§ WHAT THE TASK REQUIRES
Copy exactly the lines of the data below that run from the line holding "PR #14559, opened 2020-05-07" through the line holding "That the value", both ends included.

Items from a dataset
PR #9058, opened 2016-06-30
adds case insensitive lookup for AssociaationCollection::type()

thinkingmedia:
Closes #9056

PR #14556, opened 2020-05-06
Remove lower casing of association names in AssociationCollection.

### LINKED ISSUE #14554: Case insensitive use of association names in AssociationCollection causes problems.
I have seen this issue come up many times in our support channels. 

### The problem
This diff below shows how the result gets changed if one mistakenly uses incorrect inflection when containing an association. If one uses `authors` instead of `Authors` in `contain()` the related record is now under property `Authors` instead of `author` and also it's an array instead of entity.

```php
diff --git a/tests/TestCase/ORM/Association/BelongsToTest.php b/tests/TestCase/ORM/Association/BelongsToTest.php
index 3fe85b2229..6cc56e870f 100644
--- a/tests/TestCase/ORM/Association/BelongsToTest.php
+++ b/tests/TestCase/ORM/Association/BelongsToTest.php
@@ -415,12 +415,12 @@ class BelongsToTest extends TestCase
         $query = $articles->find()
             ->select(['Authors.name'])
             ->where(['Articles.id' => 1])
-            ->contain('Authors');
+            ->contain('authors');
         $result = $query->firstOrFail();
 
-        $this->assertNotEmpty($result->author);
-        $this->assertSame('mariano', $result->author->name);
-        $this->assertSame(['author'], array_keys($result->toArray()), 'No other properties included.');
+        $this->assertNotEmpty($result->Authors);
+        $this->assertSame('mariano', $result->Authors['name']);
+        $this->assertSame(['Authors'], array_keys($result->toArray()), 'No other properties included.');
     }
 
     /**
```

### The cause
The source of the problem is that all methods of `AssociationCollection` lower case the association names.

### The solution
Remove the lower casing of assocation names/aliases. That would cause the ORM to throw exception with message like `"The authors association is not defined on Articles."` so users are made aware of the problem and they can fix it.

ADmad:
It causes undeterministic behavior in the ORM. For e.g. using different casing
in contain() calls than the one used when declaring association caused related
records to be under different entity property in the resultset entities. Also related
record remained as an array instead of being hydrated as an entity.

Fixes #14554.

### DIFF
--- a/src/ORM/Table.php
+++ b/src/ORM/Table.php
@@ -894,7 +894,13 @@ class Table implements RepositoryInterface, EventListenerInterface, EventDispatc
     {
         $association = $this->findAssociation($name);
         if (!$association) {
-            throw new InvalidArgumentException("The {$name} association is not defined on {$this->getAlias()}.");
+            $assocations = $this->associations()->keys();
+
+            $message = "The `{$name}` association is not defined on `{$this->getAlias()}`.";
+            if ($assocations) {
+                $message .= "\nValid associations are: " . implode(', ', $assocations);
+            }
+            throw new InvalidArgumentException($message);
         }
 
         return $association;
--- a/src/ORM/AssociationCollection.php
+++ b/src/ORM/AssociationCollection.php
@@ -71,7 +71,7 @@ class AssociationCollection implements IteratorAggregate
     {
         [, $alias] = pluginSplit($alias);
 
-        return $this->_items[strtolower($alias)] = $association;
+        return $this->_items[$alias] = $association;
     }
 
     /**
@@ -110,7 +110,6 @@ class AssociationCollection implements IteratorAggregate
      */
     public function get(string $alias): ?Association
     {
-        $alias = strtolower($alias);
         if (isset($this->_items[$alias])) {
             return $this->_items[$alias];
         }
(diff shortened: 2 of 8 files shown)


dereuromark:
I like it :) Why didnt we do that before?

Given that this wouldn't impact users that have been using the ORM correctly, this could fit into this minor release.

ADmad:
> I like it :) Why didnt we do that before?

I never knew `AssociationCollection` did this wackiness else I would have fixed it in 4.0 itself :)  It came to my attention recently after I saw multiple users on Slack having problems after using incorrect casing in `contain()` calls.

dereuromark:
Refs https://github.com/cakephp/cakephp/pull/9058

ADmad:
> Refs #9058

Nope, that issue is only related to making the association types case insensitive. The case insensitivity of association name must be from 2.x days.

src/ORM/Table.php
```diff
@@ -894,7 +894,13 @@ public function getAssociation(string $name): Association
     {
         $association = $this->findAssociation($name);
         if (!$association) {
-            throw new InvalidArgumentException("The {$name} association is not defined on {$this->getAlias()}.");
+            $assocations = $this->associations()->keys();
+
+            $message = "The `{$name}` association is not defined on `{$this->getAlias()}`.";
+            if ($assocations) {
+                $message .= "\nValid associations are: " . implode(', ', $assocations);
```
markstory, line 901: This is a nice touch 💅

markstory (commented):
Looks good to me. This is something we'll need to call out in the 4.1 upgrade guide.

* * *

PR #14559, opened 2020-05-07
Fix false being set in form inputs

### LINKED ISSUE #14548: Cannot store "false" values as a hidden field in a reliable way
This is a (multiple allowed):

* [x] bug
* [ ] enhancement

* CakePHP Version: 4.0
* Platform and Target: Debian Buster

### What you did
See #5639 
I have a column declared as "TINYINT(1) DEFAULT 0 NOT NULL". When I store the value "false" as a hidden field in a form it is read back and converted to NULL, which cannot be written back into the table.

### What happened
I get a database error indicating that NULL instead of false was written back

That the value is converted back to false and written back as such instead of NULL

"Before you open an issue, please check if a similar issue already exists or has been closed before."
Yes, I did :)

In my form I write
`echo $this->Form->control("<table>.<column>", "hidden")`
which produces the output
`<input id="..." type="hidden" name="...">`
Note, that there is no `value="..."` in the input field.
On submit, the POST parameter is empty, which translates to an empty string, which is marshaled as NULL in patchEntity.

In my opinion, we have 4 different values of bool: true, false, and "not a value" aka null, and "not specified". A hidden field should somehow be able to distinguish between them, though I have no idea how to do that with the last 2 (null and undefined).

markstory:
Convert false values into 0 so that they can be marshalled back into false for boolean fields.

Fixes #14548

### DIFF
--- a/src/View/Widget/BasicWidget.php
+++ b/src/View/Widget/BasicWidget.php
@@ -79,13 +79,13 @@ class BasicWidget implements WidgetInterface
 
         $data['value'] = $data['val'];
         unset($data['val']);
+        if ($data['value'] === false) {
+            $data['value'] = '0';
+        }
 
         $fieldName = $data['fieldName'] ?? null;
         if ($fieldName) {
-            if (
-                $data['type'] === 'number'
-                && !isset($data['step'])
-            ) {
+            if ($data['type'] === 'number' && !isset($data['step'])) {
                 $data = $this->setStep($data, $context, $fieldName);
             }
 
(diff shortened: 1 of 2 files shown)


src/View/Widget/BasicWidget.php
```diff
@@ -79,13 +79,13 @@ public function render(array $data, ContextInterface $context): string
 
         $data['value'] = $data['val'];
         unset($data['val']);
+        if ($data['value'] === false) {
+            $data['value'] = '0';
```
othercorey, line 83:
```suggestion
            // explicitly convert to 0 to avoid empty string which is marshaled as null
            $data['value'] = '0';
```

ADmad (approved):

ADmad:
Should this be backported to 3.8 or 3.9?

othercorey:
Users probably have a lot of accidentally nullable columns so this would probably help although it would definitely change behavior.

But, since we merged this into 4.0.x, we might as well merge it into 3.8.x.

§ TASK SOLUTION
PR #14559, opened 2020-05-07
Fix false being set in form inputs

### LINKED ISSUE #14548: Cannot store "false" values as a hidden field in a reliable way
This is a (multiple allowed):

* [x] bug
* [ ] enhancement

* CakePHP Version: 4.0
* Platform and Target: Debian Buster

### What you did
See #5639 
I have a column declared as "TINYINT(1) DEFAULT 0 NOT NULL". When I store the value "false" as a hidden field in a form it is read back and converted to NULL, which cannot be written back into the table.

### What happened
I get a database error indicating that NULL instead of false was written back

That the value is converted back to false and written back as such instead of NULL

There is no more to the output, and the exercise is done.